Thanks Don, but I'll not pursue that one.

I'm a charter member of the "keep is simple and stupid" fan club. (Ed Heinemann was my favorite hero - "Simplicate and add lightness!)

Sailing is not always blue blazers and white duck trousers.

All the things we do on the boat have to be "do-able" in 30+ knots wind, with the boat pitching and rolling, green water washing over the deck, in pitch dark, while trying to do something else at the same time.

So my boat systems tend to be simple, manually powered where possible, and take as little training to operate as I can arrange.

We have GPS and an autopilot. But they don't get used very much.

This winter, when I pull the boat (gads! in a month or so???).
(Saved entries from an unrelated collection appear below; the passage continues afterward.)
PR #3143, opened 2025-11-24
dbus: handle disabled border agent ID feature

zesonzhang:
This pull request adds conditional support for the Border Agent ID feature based on the `OPENTHREAD_CONFIG_BORDER_AGENT_ID_ENABLE` configuration flag. The main changes ensure that related API calls and handlers behave correctly depending on whether the feature is enabled or not.

Conditional Border Agent ID support:

* Updated `DBusThreadObjectRcp::GetBorderAgentIdHandler` in `dbus_thread_object_rcp.cpp` to only execute Border Agent ID logic if `OPENTHREAD_CONFIG_BORDER_AGENT_ID_ENABLE` is enabled; otherwise, it returns `OT_ERROR_NOT_IMPLEMENTED`. [[1]](diffhunk://#diff-72a8adb55bd6172c3a74e4255b5036b6b034fa90ae74d5589c874591ce8c8343R1669) [[2]](diffhunk://#diff-72a8adb55bd6172c3a74e4255b5036b6b034fa90ae74d5589c874591ce8c8343R1682-R1685)

Test coverage improvements:

* Modified `test_dbus_client.cpp` to add conditional test assertions for Border Agent ID: tests for successful retrieval when enabled, and for proper error handling when disabled.The GetBorderAgentIdHandler now returns OT_ERROR_NOT_IMPLEMENTED if OPENTHREAD_CONFIG_BORDER_AGENT_ID_ENABLE is disabled.

This avoids compilation errors when the otBorderAgentGetId function is not available.

### DIFF
--- a/src/dbus/server/dbus_thread_object_rcp.cpp
+++ b/src/dbus/server/dbus_thread_object_rcp.cpp
@@ -1666,6 +1666,7 @@ exit:
 
 otError DBusThreadObjectRcp::GetBorderAgentIdHandler(DBusMessageIter &aIter)
 {
+#if OPENTHREAD_CONFIG_BORDER_AGENT_ID_ENABLE
     otBorderAgentId      id;
     std::vector<uint8_t> data;
     otError              error = OT_ERROR_NONE;
@@ -1678,6 +1679,10 @@ otError DBusThreadObjectRcp::GetBorderAgentIdHandler(DBusMessageIter &aIter)
 
 exit:
     return error;
+#else
+    OTBR_UNUSED_VARIABLE(aIter);
+    return OT_ERROR_NOT_IMPLEMENTED;
+#endif
 }
 
 otError DBusThreadObjectRcp::GetOtRcpVersionHandler(DBusMessageIter &aIter)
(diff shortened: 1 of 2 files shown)


src/dbus/server/dbus_thread_object_rcp.cpp
```diff
@@ -1678,6 +1679,10 @@ otError DBusThreadObjectRcp::GetBorderAgentIdHandler(DBusMessageIter &aIter)
 
 exit:
     return error;
+#else
+    OTBR_UNUSED_VARIABLE(aIter);
+    return OT_ERROR_NOT_IMPLEMENTED;
+#endif
```
abtink, line 1685: The change in this PR looks good to me.

One suggestion: if we are adding `#if OPENTHREAD_CONFIG_BORDER_AGENT_ID_ENABLE`, let's add it in other places where `otBorderAgentGet/SetId()` is used.

I recall this recent PR, https://github.com/openthread/ot-br-posix/pull/3132, where `otBorderAgentSetId()` is called. Should we also add the same `#if` check there?

Alternatively, we can require that `ot-br-posix` always enables and uses `OPENTHREAD_CONFIG_BORDER_AGENT_ID_ENABLE` (maybe even force enable it in `posix-config`). Then we would not need these `#if` checks.

Thoughts?

zesonzhang: Thanks for feedback Abtin! 

Had a offline chat with @librasungirl , requires `OPENTHREAD_CONFIG_BORDER_AGENT_ID_ENABLE` enabled in ot-br-posix sounds good, considering `otBorderAgentGetId` is called in multiple places.

abtink: Sounds good. Should this PR be closed then?

zesonzhang: Sure, I will close this. Thanks again!

PR #3146, opened 2025-11-25
[ncp] add TREL support for NCP host

suveshpratapa:
- Bind to TREL UDP port and publish `_trel._udp` service when TREL is enabled.
- Handle incoming TREL/mDNS packets and forward them to NCP using existing UDP forward mechanism.

### DIFF
--- a/src/host/ncp_host.cpp
+++ b/src/host/ncp_host.cpp
@@ -30,12 +30,24 @@
 
 #include "ncp_host.hpp"
 
+#include <errno.h>
+#include <fcntl.h>
+#include <netinet/in.h>
+#include <sys/socket.h>
+#include <unistd.h>
+
 #include <memory>
 
 #include <openthread/error.h>
 #include <openthread/thread.h>
 
 #include <openthread/openthread-system.h>
+
+#include "common/code_utils.hpp"
+
+#if OTBR_ENABLE_MDNS
+#include "mdns/mdns.hpp"
+#endif
 
 #include "host/async_task.hpp"
 #include "lib/spinel/spinel_driver.hpp"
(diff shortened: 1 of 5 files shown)


src/host/ncp_host.cpp
```diff
@@ -400,6 +443,312 @@ void NcpHost::InitNetifCallbacks(Netif &aNetif)
...
+    {
+        uint16_t actualPort = ntohs(addr.sin6_port);
+        mTrelSocket.mPort   = actualPort;
+
+        // If actual port differs from requested, update NCP
+        if (actualPort != aPort)
+        {
+            mNcpSpinel.UpdateTrelState(true, actualPort);
+        }
+    }
```
Irving-cl, line 652: This is not ideal because the port originates from NCP but the host needs to send back the port again. This affects the performance and makes error handling very difficult and complex. I understand this is just a temporary solution. But I still recommend using port mapping and the `UdpProxy` provided in ot-br-posix. The BorderAgent does exactly the same thing. With `UdpProxy`, we don't need to implement things like `OpenTrelSocket` again.

I understand your challenge of using port mapping is probably that you want to publish the TrelDnssd from Ncp side as well so you have to know the real port on NCP side. But actually we can still use the TrelDnssd on the host side in ot-br-posix to publish the Trel service. Meanwhile, we use the mdns_socket you added in openthread on NCP side to do the TREL discovery. I think this should work.

Anyway, this is a temporary solution. Overall I think it can work.

Irving-cl (changes requested):
As discussed offline, this is a temporary solution and we won't merge it in main branch. But a temporary solution is needed due to timeline. A stable solution now depends the dnssd discovery on NCP.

We'll pull the motor off and move it to the starboard side (and swap the back stay to port - where it should have been in the first place).

We have a slight list to port because all the heavy stuff is installed on the port side. So moving the motor over will make a big difference.

That puts the motor's tiller side where it can be reached from the cockpit, and a hickory stick about 2-1/2 feet long will solve all my silly problems - as far as steering the motor goes, anyway. It's pretty hard to get any simpler than that.

I'd like to do away with the swing up motor mount as well. It's an extra step required to deploy the motor and it can't be done from the cockpit. (BEsides, the girls simply can't do it. (or won't - not that there's much difference)

There are two pics of the mount I'd like to find at the bottom of the page...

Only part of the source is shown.